▸ **Description of the task**: From the data below, return the exact lines starting at the line containing "There are still" and ending at the line containing "number jdk tool installed", both included, and nothing else.

(Record set)

PR #893, opened 2024-12-17
Allow publishing attachment using junit-attachments

jonesbusy:
My use case is integration tests using maven invoker to run `plugin-modernizer` recipes againts sample plugin.

Since the `junit-attachment` plugin is installed, every maintainer can use it. I would propose to enable the publisher by default when we archive junit results

I've tested this PR by doing a print of the attachement

```java
System.out.printf("[[ATTACHMENT|%s]]%n", Plugin.build(plugin).getLogFile().toAbsolutePath());
```

https://ci.jenkins.io/job/Tools/job/plugin-modernizer-tool/view/change-requests/job/PR-463/35/testReport/io.jenkins.tools.pluginmodernizer.cli/CommandLineITCase/linux_21___Build__linux_21____testBuildMetadata_PluginMetadata__WireMockRuntimeInfo__1_/

attachment

### DIFF
--- a/test/groovy/BaseTest.groovy
+++ b/test/groovy/BaseTest.groovy
@@ -20,6 +20,7 @@ class BaseTest extends DeclarativePipelineTest {
     binding.setProperty('mvnSettingsFile', 'settings.xml')
 
     helper.registerAllowedMethod('archiveArtifacts', [Map.class], { true })
+    helper.registerAllowedMethod('attachments', [])
     helper.registerAllowedMethod('checkout', [String.class], { 'OK' })
     helper.registerAllowedMethod('configFile', [Map.class], { 'OK' })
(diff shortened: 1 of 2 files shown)


jonesbusy:
Hey @lemeurherve @dduportal what do you think about that ?

I ping you because the codeowner contains error and not sure if anyone will receive the notification

codeowner_errors

Thanks!

timja (approved):
Makes sense

timja:
> Hey @lemeurherve @dduportal what do you think about that ?
> 
> I ping you because the codeowner contains error and not sure if anyone will receive the notification
> 
> codeowner_errors
> 
> Thanks!

continue this in https://github.com/jenkins-infra/helpdesk/issues/4264

PR #897, opened 2025-01-07
Default to Java 11 for `jdkVersions`

### LINKED ISSUE #514: Default `buildPlugin()` and `buildPluginWithGradle()` to Java 11

jonesbusy:
Fix #514 but maybe the opinion is different 2.5 years after

There are still few plugin still using implicit configuration which default to Java 8 still.

Those plugin are difficult for non-maintainer or non-administrator to modernize because it require the Jenkinsfile to be replayed

It would broke some plugin maybe (some are already broken) but I will argue it will benefit a lot modernizing many plugin to Java 11 and above (In more less 6 month Java 17 will be the recommended version for plugin bom in any case)

If for some some plugin still need to build on Java 8 they can move to explicit configuration until Java 8 is completely removed from ci.jenkins.io

Any though ?

### DIFF
--- a/README.adoc
+++ b/README.adoc
@@ -38,7 +38,7 @@ buildPlugin(
 * `failFast` (default: `true`) - instruct Maven tests to fail fast
 * `platforms` (default: `['linux', 'windows']`) - Labels matching platforms to
   execute the steps against in parallel
-* `jdkVersions` (default: `[8]`) - JDK version numbers, must match a version
+* `jdkVersions` (default: `[11]`) - JDK version numbers, must match a version
   number jdk tool installed
 * `jenkinsVersions`: (default: `[null]`) - a matrix of Jenkins baseline versions to build/test against in parallel (null means default,
   only available for Maven projects)
--- a/test/groovy/BuildPluginStepTests.groovy
+++ b/test/groovy/BuildPluginStepTests.groovy
@@ -68,8 +68,8 @@ class BuildPluginStepTests extends BaseTest {
     def configurations = script.getConfigurations([:])
 
     def expected = [
-      ['platform': 'linux', 'jdk': '8', 'jenkins': null],
-      ['platform': 'windows', 'jdk': '8', 'jenkins': null],
+      ['platform': 'linux', 'jdk': '11', 'jenkins': null],
+      ['platform': 'windows', 'jdk': '11', 'jenkins': null],
     ]
     assertEquals(expected, configurations)
     printCallStack()
@@ -142,9 +142,9 @@ class BuildPluginStepTests extends BaseTest {
     script.call([useContainerAgent: true])
     printCallStack()
     // then it runs a stage in a linux container by default
-    assertTrue(assertMethodCallContainsPattern('node', 'maven'))
+    assertTrue(assertMethodCallContainsPattern('node', 'maven-11'))
     // then it runs a stage in a Windows container by default
-    assertTrue(assertMethodCallContainsPattern('node', 'maven-windows'))
+    assertTrue(assertMethodCallContainsPattern('node', 'maven-11-windows'))
     assertJobStatusSuccess()
   }
 
--- a/vars/buildPlugin.groovy
+++ b/vars/buildPlugin.groovy
@@ -345,7 +345,7 @@ List<Map<String, String>> getConfigurations(Map params) {
   }
 
   def platforms = params.containsKey('platforms') ? params.platforms : ['linux', 'windows']
-  def jdkVersions = params.containsKey('jdkVersions') ? params.jdkVersions : ['8']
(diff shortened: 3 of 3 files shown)


dduportal:
Thanks for the PR @jonesbusy ! Looks a good idea. 

The SRE in me says it is a good idea, but this is a collective decision to be made: are you ok to add this to the agenda of an upcoming SIG platform please?

=> additionally, it require a bit more work, as we should identify the plugins which will be broken to make sure we don't have bad surprises. Maybe we can accept that this "work" would be "merge this PR, trigger build on all ci.jio plugins and check which one are failing". This won't be exhaustive (as not all plugins are using ci.jio) but it would cover the most used plugin as far as I know.


Any thoughts other key players here @basil @MarkEWaite @daniel-beck @wadeck @jglick @jtnord @poddingue @timja @mawinter69 @slides ?

timja (approved):
Fine with me, they'll likely still fail though due to the same problems with old parents etc though won't they? Although I guess this makes it easier to fix for non maintainers

timja:
> are you ok to add this to the agenda of an upcoming SIG platform please?

I'm unsure if many of the involved people would attend that, I think either this PR or the mailing list would be most appropriate.

jonesbusy:
Answered  https://groups.google.com/g/jenkinsci-dev/c/pjfvsMw-EMM

gounthar:
I have [a list](https://github.com/gounthar/jdk8-removal/tree/main/reports) of plugins without a Jenkinsfile, plugins using an old Java version, and plugins not defining a Java version, just in case. 🤷

jtnord:
> Those plugin are difficult for non-maintainer or non-administrator to modernize because it require the Jenkinsfile to be replayed

if you are attempting to modernise a plugin though, why would you use a java 11 version over java17 which has been required since 2.462.1? 

How is this different to a non maintainer modernising a plugin to support java21 / jakartaee or the like where the maintainer has explicitly put in versions?

Personally I am of the belief that the version should be explicit and the default should eventually die, adn this PR makes this harder by keeping it alive. Whilst that makes it harder for non maintainers, unless we are constantly bumping the default (for java17 then java21) then we are just kicking a can down the road for the few that have not explicitly set the version.

I am not going to die on this hill.

jonesbusy:
> though

Yes but at least PR that modernize them will not

> if you are attempting to modernise a plugin though, why would you use a java 11 version over java17 which has been required since 2.462.1?

If I'm not wrong Java 17 is required since 2.479.1. We still recommend 2.452.4 which is still compatible with Java 11 (https://www.jenkins.io/doc/developer/plugin-development/choosing-jenkins-baseline/#currently-recommended-versions) https://www.jenkins.io/doc/book/platform-information/support-policy-java/#running-jenkins-system

The reason we have an archetype Jenkinsfile with Java 17 and 17 is because we didn't detected issues that would occur on Java 11 and not 17 or 21 (This save also cost by removing a matrix from the build).

Don't get me wrong, I think those implicit version are bad and must be removed at some point.

The point is with a default on Java 8 it make it difficult to align them to the archetype and would cause many build issue for non-maintainer when opening PR (Which lower a lot chances for a PR gets merged)

My opinion is that this PR is a step further not a step back

jtnord:
> If I'm not wrong Java 17 is required since 2.479.1. We still recommend 2.452.4 which is still compatible with Java 11 (https://www.jenkins.io/doc/developer/plugin-development/choosing-jenkins-baseline/#currently-recommended-versions) https://www.jenkins.io/doc/book/platform-information/support-policy-java/#running-jenkins-system

Yup, my mistake.

jonesbusy:
Make sense, but perhaps it could be the next steps (maybe when 2.479.1 is the minimum recommended version ?

Maybe a less "big bang" approach 

1) We switch to default Java 11 on infra library 
2) We deprecate implicit settings and communicate (without faling build yet)
3) We modernize as much plugin as possible using minimum Java 11 and Jenkinsfile archetype (Java 17 and Java 21) so that PR doesn't fail and anyone including non-maintainer can contribute 
4) We remove implicit settings, and fail build 

What do you think?

jglick (changes requested):
https://github.com/jenkins-infra/pipeline-library/pull/897#issuecomment-2575573499 I think we should just start failing the build now if you do not specify your environment explicitly. I do not see any benefit in trying to keep CI passing for new pull requests filed by contributors against completely unmaintained plugins; the first thing that needs to happen on such a plugin is that the maintainer merge a PR to update metadata files to something recent.

Alternately, just close this PR (which serves no purpose I can see), and do 2–4.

(End Record set)

▸ **Output of the task**:
There are still few plugin still using implicit configuration which default to Java 8 still.

Those plugin are difficult for non-maintainer or non-administrator to modernize because it require the Jenkinsfile to be replayed

It would broke some plugin maybe (some are already broken) but I will argue it will benefit a lot modernizing many plugin to Java 11 and above (In more less 6 month Java 17 will be the recommended version for plugin bom in any case)

If for some some plugin still need to build on Java 8 they can move to explicit configuration until Java 8 is completely removed from ci.jenkins.io

Any though ?

### DIFF
--- a/README.adoc
+++ b/README.adoc
@@ -38,7 +38,7 @@ buildPlugin(
 * `failFast` (default: `true`) - instruct Maven tests to fail fast
 * `platforms` (default: `['linux', 'windows']`) - Labels matching platforms to
   execute the steps against in parallel
-* `jdkVersions` (default: `[8]`) - JDK version numbers, must match a version
+* `jdkVersions` (default: `[11]`) - JDK version numbers, must match a version
   number jdk tool installed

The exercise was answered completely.